2010-May-06 03:35 UTC

head link

[zfs-discuss] why both dedup and compression?

Hmm...

To clarify.

Every discussion or benchmarking that I have seen always show both off,
compression only or both on.

Why never compression off and dedup on?

After some further thought... perhaps it''s because compression works at
the byte level and dedup is at the block level. Perhaps I have answered my own
question.

Some confirmation would be nice though.
-- 
This message posted from opensolaris.org

Ian Collins

2010-May-06 03:39 UTC

head link

[zfs-discuss] why both dedup and compression?

On 05/ 6/10 03:35 PM, Richard Jahnel wrote:> Hmm...
>
> To clarify.
>
> Every discussion or benchmarking that I have seen always show both off,
compression only or both on.
>
> Why never compression off and dedup on?
>
> After some further thought... perhaps it''s because compression
works at the byte level and dedup is at the block level. Perhaps I have answered
my own question.
>
>    Data that don''t compress also tends to be data that doesn''t
dedup well
(media files for example).

-- 
Ian.

Richard Elling

2010-May-06 05:48 UTC

head link

[zfs-discuss] why both dedup and compression?

On May 5, 2010, at 8:35 PM, Richard Jahnel wrote:
> Hmm...
> 
> To clarify.
> 
> Every discussion or benchmarking that I have seen always show both off,
compression only or both on.
> 
> Why never compression off and dedup on?
I''ve seen this quite often.  The decision to compress is based on the 
compressibility of the data.  The decision to dedup is based on the 
duplication of the data.
> After some further thought... perhaps it''s because compression
works at the byte level and dedup is at the block level. Perhaps I have answered
my own question.
Both work at the block level. Hence, they are complementary.
Two identical blocks will compress identically, and then dedup.
 -- richard

-- 
ZFS storage and performance consulting at http://www.RichardElling.com

Peter Tribble

2010-May-06 07:39 UTC

head link

[zfs-discuss] why both dedup and compression?

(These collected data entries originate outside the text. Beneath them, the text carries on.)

PR #9578, opened 2026-01-19
Use platform-specific complex return ABI for both Source and BindC

### LINKED ISSUE #9575: Implicit interface complex function returns lose imaginary part when calling LFortran code

krystophny:
## Summary
- Unify complex return value ABI between Source and BindC to fix implicit interface calls
- All complex-returning functions now use platform-specific ABI representation

Fixes #9575

## Why
When calling Fortran functions via implicit interfaces (which default to BindC ABI), 
the caller expects platform-specific return types (`<2 x float>` on Linux) but Source 
ABI callees returned `{float, float}`, causing the imaginary part to be lost.

**Stage:** Codegen

## Changes
- [`llvm_utils.cpp#L1071-L1100`](https://github.com/lfortran/lfortran/blob/4e51c6f63a23516fd2090a0e810baa6333b7d2c3/src/libasr/codegen/llvm_utils.cpp#L1071-L1100): Remove BindC check, use platform-specific return type for all ABIs
- [`asr_to_llvm.cpp#L6364-L6365`](https://github.com/lfortran/lfortran/blob/4e51c6f63a23516fd2090a0e810baa6333b7d2c3/src/libasr/codegen/asr_to_llvm.cpp#L6364-L6365): Apply return value conversion for all ABIs
- [`asr_to_llvm.cpp#L16165-L16199`](https://github.com/lfortran/lfortran/blob/4e51c6f63a23516fd2090a0e810baa6333b7d2c3/src/libasr/codegen/asr_to_llvm.cpp#L16165-L16199): Apply call result conversion for all ABIs

## Tests
- All LFortran unit and integration tests pass
- LAPACK complex test improvement: 71 passed → 82 passed (11 remaining failures down from 22)

### DIFF
--- a/integration_tests/CMakeLists.txt
+++ b/integration_tests/CMakeLists.txt
@@ -1575,6 +1575,7 @@ RUN(NAME implicit_interface_23 LABELS gfortran llvm EXTRA_ARGS --implicit-interf
 RUN(NAME implicit_interface_24 LABELS gfortran llvm EXTRA_ARGS --implicit-interface)
 RUN(NAME implicit_interface_25 LABELS gfortran llvm EXTRA_ARGS --implicit-interface)
 RUN(NAME implicit_interface_26 LABELS gfortran llvm EXTRA_ARGS --implicit-interface)
+RUN(NAME implicit_interface_27 LABELS gfortran llvm EXTRA_ARGS --implicit-interface EXTRAFILES implicit_interface_27b.f90)
 
 
 RUN(NAME implicit_typing_01 LABELS gfortran llvmImplicit)
--- a/integration_tests/implicit_interface_27.f90
+++ b/integration_tests/implicit_interface_27.f90
@@ -1,0 +1,9 @@
+program implicit_interface_27
+implicit none
+complex :: c
+complex, external :: test_complex
+c = test_complex()
+if (abs(real(c) - 21.0) > 1e-6) error stop
+if (abs(aimag(c) - (-3.0)) > 1e-6) error stop
+print *, "ok"
+end program
--- a/integration_tests/implicit_interface_27b.f90
+++ b/integration_tests/implicit_interface_27b.f90
@@ -1,0 +1,3 @@
+complex function test_complex()
+    test_complex = (21.0, -3.0)
+end function


certik:
Can you confirm that this PR makes the MRE from https://github.com/lfortran/lfortran/issues/9575 pass, while fails on main? If so, let's add it in a subsequent PR. If not, then maybe the changes in this PR are incorrect?

The MRE apparently passes in main: https://github.com/lfortran/lfortran/issues/9575#issuecomment-3773097495.

certik:
Let's hold on the merging. Let's clarify what exactly this PR fixes with MREs, and ideally add them. I don't like merging changes that add some complexity, if they are not needed. Also the Windows changes are tested, or just best effort?

krystophny:
Found an MRE that **fails on main** - the key is compiling to separate `.o` files:

```fortran
! func.f90
complex function test_complex()
    test_complex = (21.0, -3.0)
end function

! main.f90
program test
    implicit none
    complex :: c
    complex, external :: test_complex
    c = test_complex()
    print *, c
end program
```

**Compile separately to object files:**
```bash
lfortran -c func.f90 -o func.o
lfortran --implicit-interface -c main.f90 -o main.o
lfortran func.o main.o -o test
./test
```

**Result on main:**
```
(2.10000000e+01, 0.00000000e+00)   ← imaginary part lost!
```

**Expected:**
```
(2.10000000e+01, -3.00000000e+00)
```

The LLVM IR confirms the ABI mismatch:
- `func.f90` defines: `define %complex_4 @test_complex()` (returns `{float, float}` struct)
- `main.f90` declares: `declare <2 x float> @test_complex()` (expects `<2 x float>` vector)

Note: Using `--separate-compilation` flag passes because it compiles both files together, allowing consistent ABI choices. The bug only manifests with truly separate object file compilation.

krystophny:
... the Windows changes are covered by existing CI that failed a few times until it was finally fixed. Hope that the new integration test confirms this too.

certik:
It's weird that `--separate-compilation` wouldn't catch this. It does create separate `.o`.

certik:
I can't reproduce the MRE:
```
(lf) ~/repos/lfortran(main)$ vi func.f90
(lf) ~/repos/lfortran(main)$ vi main.f90
(lf) ~/repos/lfortran(main)$ lfortran -c func.f90 -o func.o
(lf) ~/repos/lfortran(main)$ lfortran --implicit-interface -c main.f90 -o main.o

(lf) ~/repos/lfortran(main)$ lfortran func.o main.o -o test
(lf) ~/repos/lfortran(main)$ ./test
(2.10000000e+01, -3.00000000e+00)
```

However I am on Apple M4, which has different ABI than your Linux?

krystophny:
> I can't reproduce the MRE:
> 
> ```
> (lf) ~/repos/lfortran(main)$ vi func.f90
> (lf) ~/repos/lfortran(main)$ vi main.f90
> (lf) ~/repos/lfortran(main)$ lfortran -c func.f90 -o func.o
> (lf) ~/repos/lfortran(main)$ lfortran --implicit-interface -c main.f90 -o main.o
> 
> (lf) ~/repos/lfortran(main)$ lfortran func.o main.o -o test
> (lf) ~/repos/lfortran(main)$ ./test
> (2.10000000e+01, -3.00000000e+00)
> ```
> 
> However I am on Apple M4, which has different ABI than your Linux?

Yes, on Apple the ABI is {float,float} while on Linux it's <2 x float> so you will catch it on Linux and Windows.

krystophny:
> It's weird that `--separate-compilation` wouldn't catch this. It does create separate `.o`.

Ah it seems it also fails if we use `external` interfaces. The problem is that caller expects `BindC` ABI while callee provides `Source` ABI. With interface blocks it works with `--separate-compilation`, and with single compilation too.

On Thu, May 6, 2010 at 2:06 AM, Richard Jahnel <richard at ellipseinc.com>
wrote:> I''ve googled this for a bit, but can''t seem to find the
answer.
>
> What does compression bring to the party that dedupe doesn''t cover
already?
Compression will reduce the storage requirements for non-duplicate data.

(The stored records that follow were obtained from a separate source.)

PR #9579, opened 2026-01-19
fix: use numerically stable algorithm for complex abs()

### LINKED ISSUE #9580: Complex abs() overflows for large values
## Problem

Complex `abs()` intrinsic overflows for large values, returning infinity instead of the correct result.

## Reproducer

```fortran
program test
    complex :: z
    z = (5.07e30, 2.54e30)
    print *, abs(z)  ! Returns inf, should be ~5.67e30
end program
```

## Root Cause

The implementation uses the naive formula `sqrt(re^2 + im^2)` which overflows when `re` or `im` exceeds ~1e19 (single precision), even though the correct result is representable.

## Impact

This causes LAPACK "type 2" tests (scaled near overflow) to fail because norm computations return infinity.

## Fix

PR #9579 implements the numerically stable algorithm:
```
if |re| >= |im|: abs(z) = |re| * sqrt(1 + (im/re)^2)
else:            abs(z) = |im| * sqrt((re/im)^2 + 1)
```

krystophny:
## Summary
- Use hybrid algorithm for complex `abs()` to handle large values without overflow
- Add integration test `intrinsics_407` for complex abs overflow case

Fixes #9580

## Why
The naive formula `sqrt(re^2 + im^2)` overflows when squaring large values, even when the result is representable. This caused LAPACK "type 2" tests (scaled near overflow) to fail.

**Stage:** Semantics

## Changes
- [`src/libasr/pass/intrinsic_functions.h`](https://github.com/lfortran/lfortran/blob/0cfcf65a2/src/libasr/pass/intrinsic_functions.h#L905-L969): Use hybrid algorithm for complex abs():
  - For normal values: use naive `sqrt(re^2 + im^2)` (more accurate)
  - For large values (|re| or |im| > threshold): use scaled algorithm `|re| * sqrt(1 + (im/re)^2)` to avoid overflow
  - Threshold: `sqrt(HUGE/2)` (~1.3e19 for single, ~9.5e153 for double precision)

## Tests
- [`integration_tests/intrinsics_407.f90`](https://github.com/lfortran/lfortran/blob/0cfcf65a2/integration_tests/intrinsics_407.f90): Tests complex abs() with:
  - Normal values (3,4) -> 5
  - Large values near overflow (5.07e30, 2.54e30)
  - Negative components
  - Asymmetric values
  - Double precision large values

### DIFF
--- a/src/libasr/pass/intrinsic_functions.h
+++ b/src/libasr/pass/intrinsic_functions.h
@@ -4637,21 +4637,17 @@ namespace Hypot {
         fill_func_arg("x", arg_types[0]);
         fill_func_arg("y", arg_types[1]);
         auto result = declare(fn_name, arg_types[0], ReturnVar);
-        // Numerically stable hypot(x,y):
-        // a = max(|x|, |y|), b = min(|x|, |y|)
-        // hypot = a * sqrt(1 + (b/a)^2)  (or 0 if a==0)
+        // Hybrid algorithm:
+        // - Normal values: pow(x**2 + y**2, 0.5) (matches existing `abs(complex)` lowering behavior)
+        // - Large values that might overflow: scaled algorithm
         ASR::ttype_t* real_type = arg_types[0];
         int kind = ASRUtils::extract_kind_from_ttype_t(real_type);
-        double huge = (kind == 4) ? std::numeric_limits<float>::max()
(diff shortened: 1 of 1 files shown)


HarshitaKalani (approved):
Looks good. Thanks @krystophny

As an example, I have a system that I rsync the web application data
from a whole
bunch of servers (zones) to. There''s a fair amount of duplication in
the application
files (java, tomcat, apache, and the like) so dedup is a big win. On
the other hand,
there''s essentially no duplication whatsoever in the log files, which
are pretty big,
but compress really well. So having both enabled works really well.

-- 
-Peter Tribble
http://www.petertribble.co.uk/ - http://ptribble.blogspot.com/

Michael Sullivan

2010-May-06 18:10 UTC

head link

[zfs-discuss] why both dedup and compression?

This is interesting, but what about iSCSI volumes for virtual machines?

Compress or de-dupe?  Assuming the virtual machine was made from a clone of the
original iSCSI or a master iSCSI volume.

Does anyone have any real world data this?  I would think the iSCSI volumes
would diverge quite a bit over time even with compression and/or de-duplication.

Just curious?

On 6 May 2010, at 16:39 , Peter Tribble wrote:
> On Thu, May 6, 2010 at 2:06 AM, Richard Jahnel <richard at
ellipseinc.com> wrote:
>> I''ve googled this for a bit, but can''t seem to find
the answer.
>> 
>> What does compression bring to the party that dedupe doesn''t
cover already?
> 
> Compression will reduce the storage requirements for non-duplicate data.
> 
> As an example, I have a system that I rsync the web application data
> from a whole
> bunch of servers (zones) to. There''s a fair amount of duplication
in
> the application
> files (java, tomcat, apache, and the like) so dedup is a big win. On
> the other hand,
> there''s essentially no duplication whatsoever in the log files,
which
> are pretty big,
> but compress really well. So having both enabled works really well.
> 
> -- 
> -Peter Tribble
> http://www.petertribble.co.uk/ - http://ptribble.blogspot.com/
> _______________________________________________
> zfs-discuss mailing list
> zfs-discuss at opensolaris.org
> http://mail.opensolaris.org/mailman/listinfo/zfs-discuss
Mike

---
Michael Sullivan                   
michael.p.sullivan at me.com
http://www.kamiogi.net/
Japan Mobile: +81-80-3202-2599
US Phone: +1-561-283-2034

Erik Trimble

2010-May-06 20:07 UTC

head link

[zfs-discuss] why both dedup and compression?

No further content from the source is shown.